_Your objective_
Examine the data line by line and report how many lines include the word "does", with no additional output.

[Collection entries]
PR #1989, opened 2026-07-20
PO to GMP Migration Tool: Podmonitor Limits, ScrapeClass, Metadata. FilterRunning Migration

karthunni:
This change completes the missing configuration fields in the PodMonitor migration path to GKE Managed Prometheus (PodMonitoring and ClusterPodMonitoring).

Key changes:
* **Node Metadata Mapping:** Maps `attachMetadata.node` to `targetLabels.metadata: ["node"]`.
* **Limits Mapping:** Maps `sampleLimit`, `labelLimit`, `labelNameLengthLimit`, and `labelValueLengthLimit` to GMP's `ScrapeLimits`.
* **FilterRunning aggregation:** Aggregates endpoint-level `filterRunning` configurations to the resource level.
* **ScrapeClass TODO & Warnings:** Emits warning logs when a `scrapeClassName` is configured, noting that inherited settings will be lost. Added a TODO code comments to resolve and merge `ScrapeClass` settings from the Prometheus CR once that migration pipeline is implemented.

### DIFF
--- a/pkg/migrate/helpers.go
+++ b/pkg/migrate/helpers.go
@@ -43,10 +43,8 @@ const (
 
 // Constants representing the supported ScrapeProtocol enum values defined in upstream Prometheus Operator.
 const (
-	scrapeProtocolOpenMetricsText001 = pomonitoringv1.ScrapeProtocol("OpenMetricsText0.0.1")
 	scrapeProtocolOpenMetricsText100 = pomonitoringv1.ScrapeProtocol("OpenMetricsText1.0.0")
 	scrapeProtocolPrometheusProto    = pomonitoringv1.ScrapeProtocol("PrometheusProto")
-	scrapeProtocolPrometheusText004  = pomonitoringv1.ScrapeProtocol("PrometheusText0.0.4")
 )
 
 var (
@@ -958,10 +956,6 @@ func convertLimits(sampleLimit, labelLimit, labelNameLengthLimit, labelValueLeng
 	}
 	if labelValueLengthLimit != nil {
 		limits.LabelValueLength = *labelValueLengthLimit
-	}
-	// Return nil if all limit fields are zero to avoid emitting empty limits objects in YAML.
-	if *limits == (monitoringv1.ScrapeLimits{}) {
-		return nil
 	}
 	return limits
 }
--- a/pkg/migrate/helpers.go
+++ b/pkg/migrate/helpers.go
@@ -69,6 +69,7 @@ var (
 		"__meta_kubernetes_pod_name":            labelPod,
 		"__meta_kubernetes_pod_container_name":  labelContainer,
 		"__meta_kubernetes_pod_node_name":       labelNode,
+		"__meta_kubernetes_node_name":           labelNode,
 		"__meta_kubernetes_namespace":           export.KeyNamespace,
 		"__meta_kubernetes_pod_controller_name": labelTopLevelControllerName,
 		"__meta_kubernetes_pod_controller_kind": labelTopLevelControllerType,
@@ -759,6 +760,10 @@ func shouldSkipRelabelConfig(logger *slog.Logger, config pomonitoringv1.RelabelC
 			logger.Warn(fmt.Sprintf("Relabeling rule referencing pod annotation %q is unsupported in GMP. The rule has been dropped.", string(sl)))
 			return true
 		}
+		if strings.HasPrefix(string(sl), "__meta_kubernetes_node_label_") {
+			logger.Warn(fmt.Sprintf("Relabeling rule referencing node label %q is unsupported in GMP (only node name is supported). The rule has been dropped.", string(sl)))
+			return true
+		}
 	}
 	return false
 }
@@ -920,6 +925,19 @@ func convertRelabelingToMetricRelabeling(logger *slog.Logger, data *relabelingDa
 	logger.Info(fmt.Sprintf("Complex relabeling rule (target: %q) promoted from pre-scrape 'relabelings' to post-scrape 'metricRelabeling'.", data.targetLabel))
 }
 
+// warnUnsupportedSpecFields logs warnings for spec-level fields that GMP does not support or need.
+func warnUnsupportedSpecFields(logger *slog.Logger, spec pomonitoringv1.PodMonitorSpec) {
+	if spec.TargetLimit != nil {
+		logger.Warn("Field 'targetLimit' is unnecessary in GMP Managed Collection and has been dropped. Target discovery and scaling are managed automatically by GKE.")
+	}
+	if spec.KeepDroppedTargets != nil {
+		logger.Warn("Field 'keepDroppedTargets' is unnecessary in GMP Managed Collection and has been dropped.")
+	}
+	if spec.BodySizeLimit != nil {
+		logger.Warn("Field 'bodySizeLimit' is unsupported by GMP Managed Collection and has been dropped. Scrape response buffer limits are managed automatically by GMP.")
+	}
+}
+
 // convertLimits maps PodMonitor limit settings to GMP ScrapeLimits.
 func convertLimits(sampleLimit, labelLimit, labelNameLengthLimit, labelValueLengthLimit *uint64) *monitoringv1.ScrapeLimits {
 	if sampleLimit == nil && labelLimit == nil && labelNameLengthLimit == nil && labelValueLengthLimit == nil {
@@ -937,6 +955,10 @@ func convertLimits(sampleLimit, labelLimit, labelNameLengthLimit, labelValueLeng
 	}
 	if labelValueLengthLimit != nil {
 		limits.LabelValueLength = *labelValueLengthLimit
+	}
+	// Return nil if all limit fields are zero to avoid emitting empty limits objects in YAML.
+	if *limits == (monitoringv1.ScrapeLimits{}) {
+		return nil
 	}
 	return limits
 }
--- a/pkg/migrate/helpers.go
+++ b/pkg/migrate/helpers.go
@@ -758,8 +758,8 @@ func shouldSkipRelabelConfig(logger *slog.Logger, config pomonitoringv1.RelabelC
 			logger.Warn(fmt.Sprintf("Relabeling rule referencing pod annotation %q is unsupported in GMP. The rule has been dropped.", string(sl)))
 			return true
 		}
-		if strings.HasPrefix(string(sl), "__meta_kubernetes_node_label_") {
-			logger.Warn(fmt.Sprintf("Relabeling rule referencing node label %q is unsupported in GMP (only node name is supported). The rule has been dropped.", string(sl)))
+		if strings.HasPrefix(string(sl), "__meta_kubernetes_node_") && string(sl) != "__meta_kubernetes_node_name" {
+			logger.Warn(fmt.Sprintf("Relabeling rule referencing node metadata %q is unsupported in GMP (only node name is supported). The rule has been dropped.", string(sl)))
 			return true
 		}
 	}
@@ -956,6 +956,10 @@ func convertLimits(sampleLimit, labelLimit, labelNameLengthLimit, labelValueLeng
 	}
 	if labelValueLengthLimit != nil {
 		limits.LabelValueLength = *labelValueLengthLimit
+	}
+	// Return nil if all fields in limits remain zero since zero values are stripped by omitempty.
+	if *limits == (monitoringv1.ScrapeLimits{}) {
+		return nil
 	}
 	return limits
 }
--- a/pkg/migrate/helpers.go
+++ b/pkg/migrate/helpers.go
@@ -41,6 +41,14 @@ const (
 	labelAddress                = "__address__"
 )
 
+// Constants representing the supported ScrapeProtocol enum values defined in upstream Prometheus Operator.
+const (
+	scrapeProtocolOpenMetricsText001 = pomonitoringv1.ScrapeProtocol("OpenMetricsText0.0.1")
+	scrapeProtocolOpenMetricsText100 = pomonitoringv1.ScrapeProtocol("OpenMetricsText1.0.0")
+	scrapeProtocolPrometheusProto    = pomonitoringv1.ScrapeProtocol("PrometheusProto")
+	scrapeProtocolPrometheusText004  = pomonitoringv1.ScrapeProtocol("PrometheusText0.0.4")
+)
+
 var (
 	// protectedLabels contains the list of labels that are protected by GMP and cannot
 	// be overwritten by targetLabels or relabeling rules.
--- a/pkg/migrate/helpers.go
+++ b/pkg/migrate/helpers.go
@@ -926,7 +926,10 @@ func convertRelabelingToMetricRelabeling(logger *slog.Logger, data *relabelingDa
 }
 
 // warnUnsupportedSpecFields logs warnings for spec-level fields that GMP does not support or need.
-func warnUnsupportedSpecFields(logger *slog.Logger, spec pomonitoringv1.PodMonitorSpec) {
+func warnUnsupportedSpecFields(logger *slog.Logger, spec *pomonitoringv1.PodMonitorSpec) {
+	if spec == nil {
+		return
+	}
 	if spec.TargetLimit != nil {
 		logger.Warn("Field 'targetLimit' is unnecessary in GMP Managed Collection and has been dropped. Target discovery and scaling are managed automatically by GKE.")
 	}
--- a/pkg/migrate/helpers.go
+++ b/pkg/migrate/helpers.go
@@ -911,3 +911,24 @@ func convertRelabelingToMetricRelabeling(logger *slog.Logger, data *relabelingDa
 	res.PromotedRules = append(res.PromotedRules, promoted)
 	logger.Info(fmt.Sprintf("Complex relabeling rule (target: %q) promoted from pre-scrape 'relabelings' to post-scrape 'metricRelabeling'.", data.targetLabel))
 }
+
+// convertLimits maps PodMonitor limit settings to GMP ScrapeLimits.
+func convertLimits(sampleLimit, labelLimit, labelNameLengthLimit, labelValueLengthLimit *uint64) *monitoringv1.ScrapeLimits {
+	if sampleLimit == nil && labelLimit == nil && labelNameLengthLimit == nil && labelValueLengthLimit == nil {
+		return nil
+	}
+	limits := &monitoringv1.ScrapeLimits{}
+	if sampleLimit != nil {
+		limits.Samples = *sampleLimit
+	}
+	if labelLimit != nil {
+		limits.Labels = *labelLimit
+	}
+	if labelNameLengthLimit != nil {
+		limits.LabelNameLength = *labelNameLengthLimit
+	}
+	if labelValueLengthLimit != nil {
+		limits.LabelValueLength = *labelValueLengthLimit
+	}
+	return limits
+}
--- a/pkg/migrate/podmonitor.go
+++ b/pkg/migrate/podmonitor.go
@@ -249,10 +249,10 @@ func (c *PodMonitorConverter) convertEndpoints(
 
 		// 5. Warnings for Unsupported Fields in Endpoint.
 		if ep.FollowRedirects != nil && !*ep.FollowRedirects {
-			convCtx.logger.Warn("Field 'followRedirects: false' is unsupported by GMP Managed Collection and has been dropped. The collector will always follow redirects.")
+			convCtx.logger.Warn(fmt.Sprintf("endpoint [%d]: field 'followRedirects: false' is unsupported by GMP Managed Collection and has been dropped. The collector will always follow redirects.", i))
 		}
 		if ep.EnableHttp2 != nil && !*ep.EnableHttp2 {
-			convCtx.logger.Warn("Field 'enableHttp2: false' is unsupported by GMP Managed Collection and has been dropped. The collector will always negotiate HTTP/2 for TLS connections.")
+			convCtx.logger.Warn(fmt.Sprintf("endpoint [%d]: field 'enableHttp2: false' is unsupported by GMP Managed Collection and has been dropped. The collector will always negotiate HTTP/2 for TLS connections.", i))
 		}
 
 		if ep.HonorLabels {
@@ -296,6 +296,7 @@ func (c *PodMonitorConverter) convertToPodMonitoring(pm *pomonitoringv1.PodMonit
 	}
 
 	// Spec-level warnings for unsupported fields.
+	warnUnsupportedSpecFields(logger, pm.Spec)
 	// TODO(M2): Resolve and merge ScrapeClass configurations from Prometheus CR if scrapeClassName is specified.
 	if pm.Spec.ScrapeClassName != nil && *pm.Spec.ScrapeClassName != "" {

_Solution for this problem_
2